In general, the frequency of measurement of the signal level is
preferably sufficiently high to enable an acceptable degree of
axial load sensitivity. The frequency of communication of the
signal level to the surface may be influenced by other factors such
as data rate, bandwidth, reach, etc.
[0062] To enable the communication signal level determinations and
communication of such signal level determinations, unit 36 includes
a signal level sensor, processor(s), data storage, and a signal
communicator or modem. Unit 36 may receive power from BHA 33, the
surface, or have its own power supply (e.g., batteries). The
processor(s) may include, for example, one or more general-purpose
microprocessors, digital signal processors, microcontrollers, or
other suitable instruction execution devices known in the art.
Processor architectures generally include execution units (e.g.,
fixed point, floating point, integer, etc.), storage (e.g.,
registers, memory, etc.), instruction decoding, peripherals (e.g.,
interrupt controllers, timers, direct memory access controllers,
etc.), input/output systems (e.g., serial ports, parallel ports,
etc.) and various other components and sub-systems.
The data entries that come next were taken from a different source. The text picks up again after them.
PR #838, opened 2020-06-17
Note that builds aren't immediate

jyn514:
This (hopefully) avoids people being surprised when their docs aren't there, and also links them to the page that has a progress bar.


jyn514:
Before:
image

After:
image

PR #839, opened 2020-06-18
Deal with nullability of owner data

Nemo157:
Most of the owner fields can be `null`, depending on what data was available from the Github API when crates.io scraped it. The old implementation turned any null field into an empty string, which still seems like the best approach.


jyn514:
For reference: this is a follow-up to https://github.com/rust-lang/docs.rs/pull/813 that fixes some bugs I found while testing locally.

PR #841, opened 2020-06-18
Remove TEMPLATE_DATA static

pietroalbini:
This PR removes the `TEMPLATE_DATA` static from the codebase, switching to a struct stored in the request extensions. This is a requirement for future refactorings. The PR can be reviewed commit-by-commit.

r? @Kixiron

### DIFF
--- a/src/web/page/templates.rs
+++ b/src/web/page/templates.rs
@@ -1,11 +1,16 @@
 use crate::error::Result;
 use arc_swap::ArcSwap;
 use chrono::{DateTime, Utc};
+use notify::{watcher, RecursiveMode, Watcher};
 use serde_json::Value;
 use std::collections::HashMap;
+use std::sync::{mpsc::channel, Arc};
+use std::thread;
+use std::time::Duration;
 use tera::{Result as TeraResult, Tera};
 
 /// Holds all data relevant to templating
+#[derive(Debug)]
 pub(crate) struct TemplateData {
     /// The actual templates, stored in an `ArcSwap` so that they're hot-swappable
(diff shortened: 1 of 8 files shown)


src/web/page/templates.rs
```diff
@@ -99,13 +82,28 @@ fn load_rustc_resource_suffix() -> Result<String> {
...
+        Value::String(crate::BUILD_VERSION.into()),
+    );
+    ReturnValue::add_function_to(
+        &mut tera,
+        "rustc_resource_suffix",
+        Value::String(load_rustc_resource_suffix().unwrap_or_else(|err| {
+            log::error!("Failed to load rustc resource suffix: {:?}", err);
+            String::from("???")
+        })),
+    );
```
Kixiron, line 108: Maybe add back the comments that were on the struct so the function's meaning is clear(er)

src/web/page/templates.rs
```diff
@@ -115,28 +113,23 @@ pub(super) fn load_templates() -> TeraResult<Tera> {
...
 
-/// Returns an `Option<GlobalAlert>` in json form for templates
-fn global_alert(args: &HashMap<String, Value>) -> TeraResult<Value> {
-    debug_assert!(args.is_empty(), "global_alert takes no args");
-
-    Ok(TEMPLATE_DATA.global_alert.clone())
+/// Simple function that returns the pre-defined value.
+struct ReturnValue {
+    name: &'static str,
+    value: Value,
```
Kixiron, line 121: Good idea on this!

Issue #822, opened 2020-06-06
There are no tests for a full build


pietroalbini:
We don't currently execute any kind of test to ensure a full build actually works. Such tests would've caught the root cause of today's outage.

pietroalbini:
I'll work on implementing those tests next week.

jyn514:
As a short-term thing, I think it would be fairly easy to add unit tests that we're using the crates.io API properly.

jyn514:
This was fixed by https://github.com/rust-lang/docs.rs/pull/1309.

PR #843, opened 2020-06-21
Use a single connection pool across the whole application

pietroalbini:
This PR changes how database connections are handled in the docs.rs application:

* Some code has been shuffled around, moving `web::InjectExtensions` to its own file and `web::pool::Pool` to `db::pool::Pool`.
* The configuration for the database is now stored in `Config` instead of being loaded from the environment each time a connection is created.
* The application is changed to create a single instance of `Pool`, which is created in the `cratesfyi` CLI and passed around. One result of this is that the frontend and the builds will use the same pool, instead of having the builds create standalone connections when needed.
* `db::connect_db()` is removed, forcing every connection to go through the database pool.

This PR is part of my refactorings to make buildtests feasible, and is best reviewed commit by commit. Unfortunately the last commit is quite big, but there was no way to split it.


Nemo157:
How certain are we that the pool is fork-safe? (Given that we initialise it and pass it off to `start_daemon` which may then `fork` the process).

pietroalbini:
Good point. I'd be tempted to just remove the forking code: we run docs.rs on production with systemd, and tbh everyone should just do that.

Nemo157:
+1, I think self-backgrounding is an antipattern that can be dropped. Last I asked about it @jyn514 said it was used in production still, so might need a reconfiguration there to stop using it.

pietroalbini:
Opened https://github.com/rust-lang/docs.rs/pull/844 to remove forking.

jyn514:
> How certain are we that the pool is fork-safe? (Given that we initialise it and pass it off to start_daemon which may then fork the process).

Technically all IO is unsafe unless it's been explicitly whitelisted:

>        *  After  a  fork()  in  a multithreaded program, the child can safely call
          only async-signal-safe functions (see signal-safety(7)) until such  time
          as it calls execve(2).

src/docbuilder/queue.rs
```diff
@@ -77,32 +76,42 @@ impl DocBuilder {
...
+            }
+
+            let id: i32 = query.get(0).get(0);
+            let name: String = query.get(0).get(1);
+            let version: String = query.get(0).get(2);
 
-        let id: i32 = query.get(0).get(0);
-        let name: String = query.get(0).get(1);
-        let version: String = query.get(0).get(2);
+            (id, name, version)
```
jyn514, line 102:
```suggestion
            let next_crate = query.get(0);
            (next_crate.get("id"), next_crate.get("name"), next_crate.get("version"))
```
This might need fiddling with the `let (id, name, version)` at the top for type inferrence.

src/utils/daemon.rs
```diff
@@ -220,38 +223,44 @@ pub fn start_daemon(background: bool, config: Arc<Config>) -> Result<(), Error>
...
-
-            if now.hour() == 23 && now.minute() == 55 {
-                info!("Updating release activity");
-                if let Err(e) = update_release_activity() {
-                    error!("Failed to update release activity: {}", e);
-                }
-            }
-        })
-        .unwrap();
+    let cloned_db = db.clone();
```
jyn514, line 226: Why do each of these threads need a separate `cloned_db`?

src/utils/daemon.rs
```diff
@@ -220,38 +223,44 @@ pub fn start_daemon(background: bool, config: Arc<Config>) -> Result<(), Error>
...
+    cron("release activity updater", 60, move || {
```
jyn514, line 227: Let's avoid having an implicit 'seconds' here, can you change `cron` to take `Duration` instead of `u64`?

src/utils/daemon.rs
```diff
@@ -220,38 +223,44 @@ pub fn start_daemon(background: bool, config: Arc<Config>) -> Result<(), Error>
...
+fn cron<F>(name: &'static str, interval: u64, exec: F) -> Result<(), Error>
+where
+    F: Fn() -> Result<(), Error> + Send + 'static,
+{
+    thread::Builder::new()
+        .name(name.into())
+        .spawn(move || loop {
+            thread::sleep(Duration::from_secs(interval));
+            if let Err(err) = exec() {
+                error!("failed to run cron '{}': {:?}", name, err);
```
jyn514, line 261:
```suggestion
                error!("failed to run scheduled task '{}': {:?}", name, err);
```

src/web/mod.rs
```diff
@@ -401,11 +397,13 @@ impl Server {
         conn: Arc<Mutex<Connection>>,
         config: Arc<Config>,
     ) -> Result<Self, Error> {
+        let templates = TemplateData::new(&conn.lock().unwrap())?;
```
jyn514, line 400: We should probably move away from using `Arc<Mutex>` since it means that any test that panics will cause other tests to panic. In the meantime though:
```suggestion
        let templates = TemplateData::new(&conn.lock().expect("failed to access shared database connection (did another test panic?)"))?;
```

src/web/page/handlebars.rs
```diff
@@ -16,7 +16,14 @@ lazy_static::lazy_static! {
 }
 
 fn load_rustc_resource_suffix() -> Result<String, failure::Error> {
-    let conn = crate::db::connect_db()?;
+    // New instances of the configuration or the connection pool shouldn't be created inside the
+    // application, but we're removing handlebars so this is not going to be a problem in the long
+    // term. To avoid wasting resources, the pool is hardcoded to only keep one connection alive.
```
jyn514, line 21: Why not pass in the connection as a parameter?

src/db/pool.rs
```diff
@@ -15,20 +15,49 @@ pub(crate) enum Pool {
...
+
+        let min_pool_idle = env::var("DOCSRS_MIN_POOL_IDLE")
+            .map(|s| {
+                s.parse::<u32>()
+                    .expect("DOCSRS_MIN_POOL_IDLE must be an integer")
+            })
+            .unwrap_or(10);
+
+        let manager = r2d2_postgres::PostgresConnectionManager::new(
+            &db_url[..],
```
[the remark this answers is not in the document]
jyn514: No longer relevant since this was deleted in a later commit.

Nemo157:
> Technically all IO is unsafe unless it's been explicitly whitelisted:

I was more thinking that if the pool spawns a background thread to deal with closing old connections that thread won't make it across the `fork`.

src/utils/daemon.rs
pietroalbini: Because that instance of the pool is moved in each closure.

src/web/mod.rs
pietroalbini: Hmm? Each test has its own instance of `TestDatabase`, with its own mutexed connection.

src/web/page/handlebars.rs
pietroalbini: It's not an easy change, since that function is called from the `lazy_static!`. I'd need to make something like #841, but I don't want to bother with it since @Kixiron will hopefully remove handlebars soon (:heart:).

src/web/utils/mod.rs
```diff
@@ -0,0 +1,3 @@
+mod extensions;
+
+pub(crate) use self::extensions::InjectExtensions;
```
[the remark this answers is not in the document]
pietroalbini: I wanted to move it to a module since at the moment `web` contains all the routes, and having that merged with the other files could be confusing. I'm open to change it though.

pietroalbini:
Replied to or addressed all review comments.

src/web/page/handlebars.rs
jyn514: Got it, I agree that the change isn't worth the effort then.

src/utils/daemon.rs
jyn514: Oh I see, this is https://github.com/rust-lang/rfcs/issues/2407. No need to change anything.

src/web/mod.rs
jyn514: Why do failures in one test cause others to fail then?

```
thread 'web::test::yanked_crates_are_not_considered' panicked at 'failed to lock the connection: "PoisonError { inner: .. }"', src/test/mod.rs:187:9
```

src/web/utils/mod.rs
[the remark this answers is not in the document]
jyn514: I thought only `web/routes.rs` had routes?

jyn514:
Marking as P-high since it blocks #822.

src/web/mod.rs
pietroalbini: Because we try to access the connection during `Drop`, and the Mutex will be poisoned if the test panicked.

pietroalbini:
Rebased on top of the latest master and fixed the last concern in the last commit.

r? @jyn514

PR #844, opened 2020-06-21
Remove daemonization code from docs.rs

pietroalbini:
This commit removes the forking code in the docs.rs daemon, forcing it to always run in the background. The rationale for the change is that forking adds complexity and sets extra constraint for development, while it's not needed anymore on modern infrastructure.

The --foreground flag is kept in the binary for compatibility, and it will only print a warning. Once this PR is deployed in production for a while, the flag can be removed.

r? @jyn514

### DIFF
--- a/src/bin/cratesfyi.rs
+++ b/src/bin/cratesfyi.rs
@@ -62,7 +62,7 @@ enum CommandLine {
 
     /// Starts cratesfyi daemon
     Daemon {
-        /// Run the server in the foreground instead of detaching a child
+        /// Deprecated. Run the server in the foreground instead of detaching a child
         #[structopt(name = "FOREGROUND", short = "f", long = "foreground")]
         foreground: bool,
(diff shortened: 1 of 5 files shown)


jyn514:
Looks great to me, the `fork()` and then doing IO always made uncomfortable anyway (technically it's UB by the C standard if you have threads and don't call `execv`).

src/bin/cratesfyi.rs
```diff
@@ -93,7 +93,11 @@ impl CommandLine {
                 Server::start(Some(&socket_addr), reload_templates, config)?;
             }
             Self::Daemon { foreground } => {
```
jyn514, line 95: Can you also update the doc-comment on `foreground` to note that it's deprecated?

pietroalbini: Done.

PR #846, opened 2020-06-22
Add metrics for the rustdoc rendering times

pietroalbini:
I have a feeling the next refactoring I'm going to make (using a shared `Storage` instance for the whole application) is going to improve performance of rustdoc pages, so this adds some code to expose a metric that breaks down that endpoint's rendering time.

That endpoint is the one I think we should care about the most, so this is also going to be helpful to drive other performance improvements in the future.

### DIFF
--- a/src/web/metrics.rs
+++ b/src/web/metrics.rs
@@ -72,6 +72,13 @@ lazy_static::lazy_static! {
     )
     .unwrap();
 
+    pub static ref RUSTDOC_RENDERING_TIMES: HistogramVec = register_histogram_vec!(
+        "docsrs_rustdoc_rendering_time",
+        "The time it takes to render a rustdoc page",
+        &["step"]
+    )
+    .unwrap();
+
     pub static ref FAILED_DB_CONNECTIONS: IntCounter = register_int_counter!(
         "docsrs_failed_db_connections",
         "Number of attempted and failed connections to the database"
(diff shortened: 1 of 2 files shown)


src/web/metrics.rs
```diff
@@ -197,6 +204,47 @@ impl iron::Handler for RequestRecorder {
...
+    pub(crate) fn step(&mut self, step: &'static str) {
+        self.record_current();
+        self.current = Some(RenderingTime {
+            start: Instant::now(),
+            step,
+        });
+    }
+
+    fn record_current(&mut self) {
+        if let Some(current) = self.current.take() {
```
jyn514, line 234: This doesn't count the time to record the metric, is that intentional? If not you could make it (mostly) atomic like this:
```suggestion
        if let Some(current) = self.current.replace(Instant::now()) {
```
and then removing `current = ...` in `step()`.

pietroalbini: Is that really needed? The thing I want to get out of this metrics is how much it takes to do database queries, fetch files from S3 and parse the HTML, and the time it takes to record metrics won't influence that.

pietroalbini:
> Can you post some screenshots of what this looks like in grafana?

I don't have a (working) Grafana setup locally.

src/web/metrics.rs
jyn514: Ok, if it's not valuable we don't need to include it.

jyn514:
Going to make a separate PR for a `prometheus` instance in docker-compose. This PR looks fine.

PR #847, opened 2020-06-22
Don't keep the index repository open long term

Nemo157:
After deploying #813 there was a big change in the number of used file descriptors. This is likely a result of <https://github.com/libgit2/libgit2/issues/2758> given that #813 changed behaviour to keep the index repository open instead of just opening it when needed.

Given how long that `libgit2` issue and the PR fixing it have been open, it seems unlikely to be fixed soon. It would probably be ok to have all the packfiles open all the time, except based on [this comment](https://github.com/libgit2/libgit2/issues/2758#issuecomment-582610956) when running a concurrent `git gc` the garbage collected packfiles will not be closed, so there will be a constant slow fd leak until the service is restarted (which you can see in the graph below).

image

This PR changes behaviour back to match the old setup, only opening the repository when needed, and sticks some more context on related errors just in case.

### DIFF
--- a/src/index/mod.rs
+++ b/src/index/mod.rs
@@ -4,11 +4,11 @@ use url::Url;
 
 use self::api::Api;
 use crate::error::Result;
+use failure::ResultExt;
 
 pub(crate) mod api;
 
 pub(crate) struct Index {
-    diff: crates_index_diff::Index,
     path: PathBuf,
     api: Api,
 }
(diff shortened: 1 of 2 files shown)


src/index/mod.rs
```diff
@@ -41,14 +41,17 @@ fn load_config(repo: &git2::Repository) -> Result<IndexConfig> {
 impl Index {
     pub(crate) fn new(path: impl AsRef<Path>) -> Result<Self> {
         let path = path.as_ref().to_owned();
-        let diff = crates_index_diff::Index::from_path_or_cloned(&path)?;
-        let config = load_config(diff.repository())?;
-        let api = Api::new(config.api)?;
-        Ok(Self { diff, path, api })
+        let diff = crates_index_diff::Index::from_path_or_cloned(&path)
+            .context("initialising registry index repository")?;
```
jyn514, line 45:
```suggestion
        // This initializes the repository, then closes it afterwards to avoid leaking file descriptors.
        // See https://github.com/rust-lang/docs.rs/pull/847
        let diff = crates_index_diff::Index::from_path_or_cloned(&path)
            .context("initialising registry index repository")?;
```

PR #850, opened 2020-06-22
Add prometheus instance to docker-compose

jyn514:
This allows viewing metrics while developing locally.

r? @Kixiron


jyn514:
I know @Nemo157 wanted this off by default, but the time to start up is negligible compared to s3 or the database (~2 seconds).

docker/prometheus.yml
```diff
@@ -0,0 +1,14 @@
...
+  # external systems (federation, remote storage, Alertmanager).
+  external_labels:
+    monitor: 'docs.rs-monitor'
+
+scrape_configs:
+  # The job name is added as a label `job=<job_name>` to any timeseries scraped from this config.
+  - job_name: 'docs.rs'
+    metrics_path: '/about/metrics'
+    static_configs:
+      - targets: ['web:3000']
```
Kixiron, line 14: I don't know if `web` works on Docker for Windows, but `host.docker.internal` works on all platforms if you add
```yaml
extra_hosts:
  - "host.docker.internal:host-gateway"
```
to the compose file

docker-compose.yml
```diff
@@ -44,6 +48,12 @@ services:
         environment:
             MINIO_ACCESS_KEY: cratesfyi
             MINIO_SECRET_KEY: secret_key
+    prometheus:
+        build:
+            context: ./docker
+            dockerfile: ./Dockerfile-prometheus
+        ports:
+            - "9090:9090"
```
Kixiron, line 56: Making the prometheus service optional can be done by [making an extra file](https://stackoverflow.com/a/45682432). While that's not ideal in any sense, it's the best that can be done until this [open but closed](https://github.com/docker/compose/issues/1896) issue gets through

jyn514: Sure, but now we have to document and remember that there are two different compose files. I'm not sure the maintenance is worth it since the startup time is so low.

docker/prometheus.yml
jyn514: This is a docker-compose feature, not docker. Do you mind testing this on windows so we know if it works? I'd be very surprised if not.

Kixiron: Yep, works on windows

Issue #856, opened 2020-06-28
/target-redirect panics if not given a trailing slash


jyn514:
For example, `docs.rs/crate/log/0.4.8/target-redirect/x86_64-apple-darwin`.

Relevant code: https://github.com/rust-lang/docs.rs/blob/301acacdb1abd37ec1fa18e673e83375c67249cc/src/web/rustdoc.rs#L442

Instead of panicking we should give up on searching and redirect to `/:platform` instead of `/:platform?search=$search_item`.

PR #857, opened 2020-06-28
Fix panic on target-redirect with no trailing slash

jyn514:
- Remove use of unwrap
- Add regression test

Closes https://github.com/rust-lang/docs.rs/issues/856

r? @Nemo157

### DIFF
--- a/src/web/rustdoc.rs
+++ b/src/web/rustdoc.rs
@@ -477,10 +477,8 @@ pub fn target_redirect_handler(req: &mut Request) -> IronResult<Response> {
         if file_path[3] == crate_details.metadata.default_target {
             file_path.remove(3);
         }
-        if let Some(last) = file_path.last_mut() {
-            if *last == "" {
-                *last = "index.html";
-            }
+        if let Some(last @ &mut "index.html") = file_path.last_mut() {
+            *last = "index.html";
         }
         file_path
     };
--- a/src/web/rustdoc.rs
+++ b/src/web/rustdoc.rs
@@ -428,20 +428,25 @@ fn path_for_version(
         // NOTE: this adds 'index.html' if it wasn't there before
         return req_path[3..].join("/");
     }
+    // check if req_path[3] is the platform choice or the name of the crate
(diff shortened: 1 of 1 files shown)


src/web/rustdoc.rs
```diff
@@ -1397,6 +1396,20 @@ mod test {
         })
     }
 
+    #[test]
+    // regression test for https://github.com/rust-lang/docs.rs/issues/856
+    fn test_no_trailing_slash() {
+        crate::test::wrapper(|env| {
+            let db = env.db();
+            db.fake_release().name("dummy").version("0.1.0").create()?;
```
Nemo157, line 1404: It'd be good to have a non-default-platform test in here as well.

jyn514: Good idea for the test, this indeed redirects to `/dummy/` for `/target-redirect/x86_64-apple-darwin`.

However the solution is not clear to me. My first idea was to treat the last part of the path as a platform if it was missing a `.`, but then we'll get 404s for `/target-redirect/platform-that-doesnt-exist`. I think the current behavior is better since no one should be redirected here without a trailing slash, they'd have to type the URL in manually.

jyn514: Oh hold on that's a separate issue altogether. I'll add a fix for that too.

jyn514:
This is ready for re-review.

src/web/rustdoc.rs
```diff
@@ -477,10 +477,8 @@ pub fn target_redirect_handler(req: &mut Request) -> IronResult<Response> {
         if file_path[3] == crate_details.metadata.default_target {
             file_path.remove(3);
         }
-        if let Some(last) = file_path.last_mut() {
-            if *last == "" {
-                *last = "index.html";
-            }
+        if let Some(last @ &mut "index.html") = file_path.last_mut() {
```
Nemo157, line 480:
```suggestion
        if let Some(last @ &mut "") = file_path.last_mut() {
```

The storage is
a non-transitory computer-readable storage device and includes
volatile storage such as random access memory, non-volatile storage
(e.g., a hard drive, an optical storage device (e.g., CD or DVD),
FLASH storage, read-only-memory), or combinations thereof.
[0063] As previously described, in this embodiment, the signal
level determined by unit 36 is communicated to system 40 at the
surface. System 40 uses the signal level communicated by unit 36 to
determine the axial load at sub 35 during downhole drilling
operations. Accordingly, system 40 may also be described as
comprising an axial load determination unit or system. Since sub 35
is axially adjacent BHA 33 and bit 32, the axial load in
drillstring 30 at sub 35 is the same or substantially the same as
the axial load on bit 32 (i.e., the WOB).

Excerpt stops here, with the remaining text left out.